Your instructions: Please count the lines in the data below that mention the word "short", then give only the total.

Available data:

PR #4529, opened 2026-09-17
fix(tencent): reject incomplete catalog pages

### LINKED ISSUE #4528: [Studio][Bug] Tencent cloud catalog treats incomplete instance pages as complete

- [x] I searched open/closed issues and PRs for Tencent `DescribeInstanceList`, incomplete catalog pages, null `Data`, and `TotalCount` handling.
- [x] I reproduced the behavior on current `master` (`d50ffec`).

### Problem

`TencentCatalogService.listCloudInstances` stops pagination whenever the current `DescribeInstanceList` response has `Data == null` or an empty array. It does this before consulting `TotalCount`.

Tencent's RocketMQ 5.x API defines `TotalCount` as the total query count and `Data` as the instance list. If a response says `TotalCount > current offset` while the current page has no data, the provider response is incomplete/contradictory: Studio currently converts that into a successful truncated catalog.

### Impact

Cloud-instance discovery/onboarding can show an empty or partial Tencent instance inventory as complete. Operators may conclude an instance does not exist or is not accessible even though the provider reports more matching instances.

### Expected behavior

- If `TotalCount` proves rows remain but the current page has no `Data`, fail closed with a 502-style error.
- Preserve a genuine empty catalog when `TotalCount` is zero/absent and no rows are returned.
- Preserve existing pagination, search filtering, and count normalization behavior.

### Red reproduction

On unmodified `master`, add a `DescribeInstanceListResponse` with `TotalCount=1` and `Data=null`, then require `listCloudInstances` to return 502. `TencentCatalogServiceTest`: **9 tests, exactly 1 failure** (`Expecting code to raise a throwable`) because current code returns an empty list.

### Relation to existing work

#4513/#4514 cover the same completeness principle for Tencent message-query pages; this issue is the separate cloud-catalog/onboarding path.

AI-assisted source audit and regression authoring; Tencent's current `DescribeInstanceList` API documentation and the pinned Java SDK model were checked before filing.

zmuxuny:

- Fixes #4528

### Brief Description

Tencent RocketMQ 5.x catalog pagination previously treated any null/empty `Data` page as the end of the instance list before consulting `TotalCount`. A short page was also accepted as complete whenever it returned fewer than `PAGE_SIZE` rows.

When `TotalCount` says more provider rows exist, either condition represents an incomplete/contradictory page. Returning the rows collected so far makes Studio's cloud-instance catalog look complete even though instances are missing.

This change fails closed with a 502-style `BusinessException` when a known `TotalCount` proves rows remain but the current page is short or empty. Genuine empty catalogs remain valid, and missing/negative `TotalCount` keeps the previous short-page fallback behavior.

### Red / Green Verification

Fail-before, Java 21:
- Added a regression with `TotalCount=1` and `Data=null`.
- `TencentCatalogServiceTest`: **9 tests, exactly 1 failure**.
- The new test failed with `Expecting code to raise a throwable`, proving current master returned a successful empty catalog.

Green, Java 21:
- `TencentCatalogServiceTest`: **11/11 passed**, 0 failures/errors.
- Added coverage for an incomplete non-empty short page and for a genuine empty catalog.
- `git diff --check`: clean.

### Compatibility / Risk

No API, schema, dependency, or frontend changes. Normal full pages, successful final pages, client-side search filtering, count normalization, and genuine empty catalogs are unchanged. Only provider responses that contradict their own known total count now surface as unavailable instead of silently truncating the catalog.

AI-assisted source audit, implementation and regression authoring; Tencent's current `DescribeInstanceList` API contract and the pinned Java SDK model were checked before filing.


RockteMQ-AI (approved):
### Summary
Fixes the same silent pagination truncation bug for the instance catalog listing path. Adds an `isIncompletePage()` guard that fails closed with 502 when `TotalCount` contradicts the current page, and refactors `hasFetchedAll()` to use `offset + returned >= total`.

**Verdict: LGTM.** Clean, well-tested fix (3 new tests including the genuine-empty-catalog edge case). The inline guard approach (boolean check + throw at call site) is slightly different from the `requireCompletePage()` pattern in #4531, but both are clear and correct.

### Minor Note
- Same cross-PR observation: consider a shared pagination utility if this pattern grows. Not blocking.

---

Issue #241, opened 2022-06-04
Suggestion: Download PPSSPP.zip when we download the core


Godsbane:
had a request on the Discord for this.
Just need to find out legality, but should be ok.

dragoonDorise:
@Godsbane what is this ppsspp.zip?

Godsbane:
It's the files that PPSSPP-core uses for fonts and other internals.

PR #957, opened 2024-01-23
RetroArch - Update file paths and add buildbot downloader

ghost:
* Updated libretro_info_path so users can download and generate new RA info files
* Updated libretro_assets_path so users can download and generate new RA assets files
* Added a function to download shaders, assets, and info files from buildbot

Closes: https://github.com/dragoonDorise/EmuDeck/issues/241


Godsbane:
I think if we do this we need to download the info files to the new path as well. Either copy from the internal path, or grab the zip from https://buildbot.libretro.com/assets/frontend/info.zip

Godsbane:
The three functions are the same. They should be one function with parameters passed to them.

the other issue is that when they are run, on subsequent runs the user's updated files would be overwritten with the files from the flatpak which may be outdated.

I think this would be better served with a grab from the build bot for all three zips, so it's always up to date instead.

dragoonDorise (approved):

Godsbane:
Overall it looks good to me, i'd say though that it shouldn't download the assets if they are already downloaded, unless the user forces it. (the cores for example, do not update on subsequent runs, and the user needs to update them in the RA Front End)

Godsbane:
> > Overall it looks good to me, i'd say though that it shouldn't download the assets if they are already downloaded, unless the user forces it. (the cores for example, do not update on subsequent runs, and the user needs to update them in the RA Front End)
> 
> All of the assets (shaders, info files, etc) get updated through the RA GUI after initial download?
> 
> I went ahead and added that check for the files though.

yes you can update them in the front end in the online updater area

Issue #485, opened 2022-10-27
Add new formats to compression script


Godsbane:
- [x] CSO - PSP
- [ ] extract-iso - XBOX (not technically compression) #478
- [ ] romtool - 3ds - makes files smaller
- [ ] 7z for systems which can't use other compression.

Godsbane:
@WingofaGriffin merged into one issue.

PR #973, opened 2024-01-29
Chddeck Fixes

rawdatafeel:
* Adusted "Pick a file" selection to be more modular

Task solution: 3